Dengan demikian manifestasi ketidakadilan gender jika dirumuskan di dalam sektor kehidupan antara lain terdapat pada ;
  • Sektor Budaya, perempuan terkungkung dengan stereotype yang diletakkan pada dirinya untuk tidak keluar dari peran dommestiknya. Stereotype ini akan berimplikasi pada ketabuannya untuk dapat berpendidikan tinggi. 
  • Sektor Domestik dan publik, perempuan akan selalu menjadi korban kekerasan
  • Sektor ekonomi, perempuan mengalami marginalisasi dan dipaksa berperan ganda
  • Sektor Politik, perempuan menjadi subordinasi dari kekuasaan laki-laki.

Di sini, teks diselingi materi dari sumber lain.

PR #2235, opened 2026-03-25
feat!: Crc File Histogram Read and Write Support

Jameson-Crate:

Adds the ability to read and write file histograms using lazy crcs. Adds two fields to FileStatsDelta (Added Histogram and Removed Histogram) which each track the added and removed file histograms for each transaction. If there was a CRC with a set of histogram buckets before this commit then those buckets are used otherwise we use the default buckets. Consolidation of the histogram happens in the CRC Delta apply and is simply Base Histogram + Added Histogram - Removed Histogram. If we run into histogram combination issues such as negative histograms we just drop the histogram from the CRC all together (it is an optional field).

Unit tests and integration tests

### DIFF
--- a/kernel/src/crc/delta.rs
+++ b/kernel/src/crc/delta.rs
@@ -190,15 +190,13 @@ impl Crc {
             match base_hist.try_apply_delta(delta_hist) {
                 Ok(merged) => self.file_size_histogram = Some(merged),
                 Err(e) => {
-                    warn!(
-                        "Non-negative file count check failed, dropping file size histogram: {e}"
-                    );
+                    warn!("Histogram merge failed, dropping file size histogram: {e}");
                     self.file_size_histogram = None;
                 }
             }
         } else if self.file_size_histogram.is_some() {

Mencermati fenomena di atas, menurut analisa Mansoer Faqih disebabkan oleh banyak faktor antara lain;
Pertama, adanya arogansi laki-laki yang sama sekali tidak memberikan kesempatan kepada perempuan iuntuk berkembang secara maksimal.
Kedua, adanya anggapan kalau laki-laki dianggap sebagai pencari nafkah utama.
Ketiga, adanya kultur yang selalu memenangkan laki-laki yang telah mengakar di masyarakat.
Keempat, norma hukum dan kebijakkan politik yang diskriminatif.
Kelima, perempuan sangat rawan perkosaan atau pelecehan seksual dan bila ini terjadi akan merusak citra dan norma baik di keluarga dan masyarakat, sehingga perempuan harus di kekang oleh aturan-aturan khusus yang memenjarakan perempuan dalam tugas domestik saja.

Dengan demikian bisa dipahami bahwa terbentuknya perbedaan gender yang berakibat pada munculnya ketidakdilan gender tersebut dikarenakan oleh banyak hal, diantaranya dibentuk, disosialisasikan, diperkuat bahkan dikostruksi secara sosial, budaya, melalui ajaran agama bahkan juga oleh negara. Melalui proses yang panjang tersebut akhirnya dianggap menjadi ketentuan Tuhan yang seolah-olah bersifat biologis dan tak bisa diubah lagi.